◆ Task to carry out
Show, from the records below, all lines that contain the word "Refactor".

◆ Data extracts
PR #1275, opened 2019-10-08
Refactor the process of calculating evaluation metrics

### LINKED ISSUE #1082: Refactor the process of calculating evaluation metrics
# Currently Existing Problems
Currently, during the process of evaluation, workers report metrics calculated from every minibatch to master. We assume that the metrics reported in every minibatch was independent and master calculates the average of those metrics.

◆ Worked solution
Refactor the process of calculating evaluation metrics
### LINKED ISSUE #1082: Refactor the process of calculating evaluation metrics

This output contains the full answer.